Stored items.
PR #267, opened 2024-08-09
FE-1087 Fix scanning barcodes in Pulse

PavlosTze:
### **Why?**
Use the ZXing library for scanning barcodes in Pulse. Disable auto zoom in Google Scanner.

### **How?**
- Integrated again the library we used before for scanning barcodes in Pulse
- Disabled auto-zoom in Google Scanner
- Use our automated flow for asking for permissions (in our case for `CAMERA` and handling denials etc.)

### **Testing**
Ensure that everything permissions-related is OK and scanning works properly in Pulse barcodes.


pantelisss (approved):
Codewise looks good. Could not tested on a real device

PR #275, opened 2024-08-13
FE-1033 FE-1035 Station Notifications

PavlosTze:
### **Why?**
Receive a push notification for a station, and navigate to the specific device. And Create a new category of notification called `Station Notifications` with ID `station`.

---

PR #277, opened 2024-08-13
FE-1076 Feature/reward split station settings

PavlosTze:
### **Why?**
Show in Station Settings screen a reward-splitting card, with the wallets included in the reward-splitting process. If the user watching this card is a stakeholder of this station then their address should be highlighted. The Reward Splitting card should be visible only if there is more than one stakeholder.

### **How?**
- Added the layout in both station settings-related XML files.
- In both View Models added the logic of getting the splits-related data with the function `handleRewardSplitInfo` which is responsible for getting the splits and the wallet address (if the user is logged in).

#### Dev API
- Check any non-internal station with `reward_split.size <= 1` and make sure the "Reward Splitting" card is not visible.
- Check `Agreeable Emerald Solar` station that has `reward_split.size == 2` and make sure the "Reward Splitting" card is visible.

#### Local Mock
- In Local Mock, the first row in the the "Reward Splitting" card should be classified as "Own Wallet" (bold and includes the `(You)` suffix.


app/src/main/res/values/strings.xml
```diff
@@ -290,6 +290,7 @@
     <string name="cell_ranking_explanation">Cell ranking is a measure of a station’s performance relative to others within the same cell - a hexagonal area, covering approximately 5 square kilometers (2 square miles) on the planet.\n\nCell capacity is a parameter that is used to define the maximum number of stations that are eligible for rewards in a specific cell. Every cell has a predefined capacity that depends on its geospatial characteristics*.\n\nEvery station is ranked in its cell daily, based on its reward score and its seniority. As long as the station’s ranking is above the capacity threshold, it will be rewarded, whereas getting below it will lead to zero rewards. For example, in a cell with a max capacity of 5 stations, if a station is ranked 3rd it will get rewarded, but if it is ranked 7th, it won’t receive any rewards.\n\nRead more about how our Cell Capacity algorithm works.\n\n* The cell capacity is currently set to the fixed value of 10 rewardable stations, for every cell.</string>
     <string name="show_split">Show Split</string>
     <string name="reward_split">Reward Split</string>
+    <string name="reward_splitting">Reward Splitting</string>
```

---

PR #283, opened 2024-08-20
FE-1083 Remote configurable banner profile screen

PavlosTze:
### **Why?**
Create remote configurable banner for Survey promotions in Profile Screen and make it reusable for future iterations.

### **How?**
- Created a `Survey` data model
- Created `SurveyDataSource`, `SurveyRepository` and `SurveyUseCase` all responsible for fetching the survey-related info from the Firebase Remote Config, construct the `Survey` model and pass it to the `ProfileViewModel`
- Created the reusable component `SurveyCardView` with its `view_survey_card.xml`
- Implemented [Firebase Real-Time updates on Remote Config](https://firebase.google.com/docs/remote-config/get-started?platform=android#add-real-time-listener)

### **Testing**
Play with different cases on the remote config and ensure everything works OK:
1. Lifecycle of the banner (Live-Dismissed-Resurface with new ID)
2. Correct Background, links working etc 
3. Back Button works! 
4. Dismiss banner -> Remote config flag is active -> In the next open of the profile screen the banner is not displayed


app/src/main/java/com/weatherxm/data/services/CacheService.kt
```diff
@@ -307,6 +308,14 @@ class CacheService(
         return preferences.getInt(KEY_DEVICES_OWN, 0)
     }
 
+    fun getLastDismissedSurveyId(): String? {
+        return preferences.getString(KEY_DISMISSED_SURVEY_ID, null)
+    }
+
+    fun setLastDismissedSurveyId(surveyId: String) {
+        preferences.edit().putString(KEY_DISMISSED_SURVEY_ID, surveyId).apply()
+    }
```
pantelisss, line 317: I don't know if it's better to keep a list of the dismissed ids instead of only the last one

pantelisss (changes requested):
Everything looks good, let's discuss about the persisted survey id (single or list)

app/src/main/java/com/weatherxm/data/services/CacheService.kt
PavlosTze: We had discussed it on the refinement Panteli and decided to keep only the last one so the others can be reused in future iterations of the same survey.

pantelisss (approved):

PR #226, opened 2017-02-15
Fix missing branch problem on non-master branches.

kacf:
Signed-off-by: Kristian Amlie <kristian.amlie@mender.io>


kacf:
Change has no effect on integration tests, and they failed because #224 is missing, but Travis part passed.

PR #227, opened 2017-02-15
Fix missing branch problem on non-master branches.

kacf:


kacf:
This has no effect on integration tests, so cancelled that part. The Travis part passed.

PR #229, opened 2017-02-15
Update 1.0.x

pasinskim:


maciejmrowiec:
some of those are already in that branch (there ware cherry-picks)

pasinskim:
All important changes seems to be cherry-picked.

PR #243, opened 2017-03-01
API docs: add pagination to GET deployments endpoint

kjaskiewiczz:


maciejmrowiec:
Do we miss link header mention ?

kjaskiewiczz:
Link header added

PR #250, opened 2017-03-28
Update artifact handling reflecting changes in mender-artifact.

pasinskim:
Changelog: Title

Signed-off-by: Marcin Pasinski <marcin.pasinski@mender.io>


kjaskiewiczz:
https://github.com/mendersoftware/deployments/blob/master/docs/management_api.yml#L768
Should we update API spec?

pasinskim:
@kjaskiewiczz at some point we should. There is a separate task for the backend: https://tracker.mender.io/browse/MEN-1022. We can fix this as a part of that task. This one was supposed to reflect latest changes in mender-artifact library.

BRIEF.
Would you retype exactly the lines above, from the line with "PR #267, opened 2024-08-09" to the line with "Receive a push", with both end lines kept and nothing more?

EXPECTED ANSWER.
PR #267, opened 2024-08-09
FE-1087 Fix scanning barcodes in Pulse

PavlosTze:
### **Why?**
Use the ZXing library for scanning barcodes in Pulse. Disable auto zoom in Google Scanner.

### **How?**
- Integrated again the library we used before for scanning barcodes in Pulse
- Disabled auto-zoom in Google Scanner
- Use our automated flow for asking for permissions (in our case for `CAMERA` and handling denials etc.)

### **Testing**
Ensure that everything permissions-related is OK and scanning works properly in Pulse barcodes.


pantelisss (approved):
Codewise looks good. Could not tested on a real device

PR #275, opened 2024-08-13
FE-1033 FE-1035 Station Notifications

PavlosTze:
### **Why?**
Receive a push notification for a station, and navigate to the specific device. And Create a new category of notification called `Station Notifications` with ID `station`.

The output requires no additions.